Clean up Florida’s dirty springs



To anyone who has spent much time in Florida, the decline of our fresh water springs is heartbreaking.

Clear pools are now choked with algae. The algae gets so thick it shuts down glass-bottom boat rides because the water’s no longer clear enough to see anything. Swimming beaches at the springs are suddenly roped off with Health Department signs, warning people of the health threats from polluted water.

When faced with something this sad and overwhelming, there’s a tendency to shrug our shoulders and say it is the inevitable result of progress. After all, New York City once had bubbling streams and oyster beds. But, in our case, that is the wrong way to think.

The truth is that springs pollution is both preventable and reversible. We can change this.

What we need is political will — a scarce Florida resource but one that each of us can cultivate. It is already starting to happen. People have been rallying throughout the state to protest the decline of our water resources.

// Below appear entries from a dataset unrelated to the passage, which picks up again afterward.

PR #606, opened 2015-04-21
ts - Testing platform-specific code with a wrapper

arstrube:
This one is for discussion.

It exemplifies a method that would allow to test actual platform-specific code, where the tests test the interface and the wrapper is implemented in a platform-specific way.

The wrapper allows stubbing stuff that otherwise cannot be stubbed. For example, PlatformSpecificTimeString() internally call time(), which you would need to stub to make sure the rest of the function does what it should.

The method employed is *slightly* border-line. I have personally used it in some very tricky situations where production code could not be changed.

It is possible to test the file operations in this way, however, I have not included that here, since there are some tests in the Travis CI build that rely on actual file output being produced.

### DIFF
--- a/CppUTest.dsp
+++ b/CppUTest.dsp
@@ -90,54 +90,6 @@ SOURCE=.\src\CppUTestExt\CodeMemoryReportFormatter.cpp
 # End Source File
 # Begin Source File
 
-SOURCE=.\src\CppUTestExt\MemoryReportAllocator.cpp
-# End Source File
-# Begin Source File
-
-SOURCE=.\src\CppUTestExt\MemoryReporterPlugin.cpp
-# End Source File
-# Begin Source File
-
-SOURCE=.\src\CppUTestExt\MemoryReportFormatter.cpp
-# End Source File
-# Begin Source File
-
-SOURCE=.\src\CppUTestExt\MockActualCall.cpp"
-# End Source File
-# Begin Source File
-
-SOURCE=.\src\CppUTestExt\MockExpectedCall.cpp"
-# End Source File
-# Begin Source File
-
-SOURCE=.\src\CppUTestExt\MockExpectedCallsList.cpp"
-# End Source File
-# Begin Source File
-
-SOURCE=.\src\CppUTestExt\MockFailure.cpp"
-# End Source File
-# Begin Source File
-
-SOURCE=.\src\CppUTestExt\MockNamedValue.cpp"
-# End Source File
-# Begin Source File
-
-SOURCE=.\src\CppUTestExt\MockSupport.cpp"
-# End Source File
-# Begin Source File
-
-SOURCE=.\src\CppUTestExt\MockSupportPlugin.cpp"
-# End Source File
-# Begin Source File
-
-SOURCE=.\src\CppUTestExt\MockSupport_c.cpp"
-# End Source File
-# Begin Source File
-
-SOURCE=.\src\CppUTestExt\OrderedTest.cpp"
-# End Source File
-# Begin Source File
-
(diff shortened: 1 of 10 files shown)


CppUTest.dsp
```diff
@@ -90,71 +90,71 @@ SOURCE=.\src\CppUTestExt\CodeMemoryReportFormatter.cpp
 # End Source File
 # Begin Source File
 
-SOURCE=.\src\CppUTestExt\MemoryReportAllocator.cpp
```
arstrube: The changes in the .dsp are a bit annoying. Would have to be edited manually. Essentually, we add one file to AllTests. That's all.

include/CppUTest/SimpleString.h
```diff
@@ -150,7 +150,6 @@ SimpleString VStringFromFormat(const char* format, va_list args);
 #if CPPUTEST_USE_STD_CPP_LIB
 
 #include <string>
-#include <stdint.h>
```
arstrube: This is a separate pull request

basvodde:
I do not see the use of this. The PlatformSpecific method should already be small wrappers and now you are testing the wrapper by adding a thinner wrapper. Whereas the problems in the PlatformSpecific methods almost always is in that the behavior of the OS is different, not in what the wrapper code is wrong.

arstrube:
I do agree with you where _real_ thin wrappers are concerned.
```c++
static const char* TimeStringImplementation()
{
    time_t tm = time(NULL);
    static char dateTime[80];
    struct tm *tmp = localtime(&tm);
    strftime(dateTime, 80, "%Y-%m-%dT%H:%M:%S", tmp);
    return dateTime;
}
```
This is not just a wrapper. It contains functionality that deserves testing, and that cannot be tested due to the assignment of time() stuck in there.

arstrube:
How about we get rid of GetPlatformSpecificTimeString() altogether:

1. It is never used anywhere in CppUTest
2. It is not useful, because it is limited to one particular format that the user cannot influence
3. Because of 1), it is completely untested
4. It is also untestable (well, testable only by means that @basvodde disapproves ;-)

I think the method has merit in itself, when it comes to testing really tough pieces of code. But it might be better placed in a book on testing legacy code than here :-)...

basvodde:
1) It is used in JUnitTestOutput
2) It is useful in the JUnit output
3) It is in wide use
4) It is quite a thin wrapper around a few PlatformSpecific calls
5) But it is used :)

In this case, I do not consider the effort going through to test the wrapper worth it.

arstrube:
Hmm. That's interesting, because in that case it is stubbed out everywhere, for every test, always. 
Which, in my book, would be a good reason to test it, not to omit the test... Since when is the relative simplicity of a function a reason not to test it at all ?

basvodde:
Well, the answer is more complex. Most of my "testing" is not for testing purpose but to test-drive my code. Which is why I never go back to add tests to places that aren't tested as it rarely is worth the effort.

A common problem is unit testing is 3rd party dependencies, such as platform. So this is usually stubbed out so you can test-drive the logic without the dependency. But then you need a small wrapper, which I usually do not test-drive but just manually check whether it is ok. There should be no major logic in that wrapper, otherwise ... it isn't a thin wrapper anymore.

So, for me it is the wrapper-nature that causes simplicity and it is that wrapper-nature that causes me to not write a test as it is *only* dependency with the OS :)

In this case, it is 5 lines of which 3 have a OS call. One is a return statement and the other is a variable declaration :) The only logic is the format. We could pull that out, but don't see a huge need for that at the moment. Other than that, it is just OS calls :)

In January, people turned out in force to demand clean water at public events in Boynton Beach, Bradenton, Ft. Myers, Ft. Pierce, Gainesville, Interlachen, Jacksonville, Key West, Palm Bay, Naples, Ocala, Stuart, Tallahassee, Tampa, Vero Beach and Orlando.

They unveiled a new Floridians’ Clean Water Declaration, which lists six rights that should be guaranteed to the people of Florida and four responsibilities of our state government, water managers and natural resource users. The campaign’s goal is to get as many individuals, organizations, businesses, and elected and appointed officials as possible to sign the Clean Water Declaration and commit to work together to achieve its principles.

And politicians are responding.

Four Florida Senate committee chairmen last month agreed to support filing springs legislation. A draft bill would direct an estimated $378 million a year from documentary stamp tax revenue toward springs protection. It is encouraging, too, to see that Gov. Rick Scott earmarked $55 million in his proposed state budget this year for springs protection.

Using public money to protect our shared public resource — water — makes sense. We’re way overdue on fixing our outdated public infrastructure.

But let’s not lose sight of the main thing we need to do: Demand that our leaders hold polluters accountable. Every day, factory farms send fertilizer and manure into our public waters, when they could be controlling this pollution on-site. These corporations must be required to meet specific pollution limits, and they should face consequences if they exceed those limits and pollute our water.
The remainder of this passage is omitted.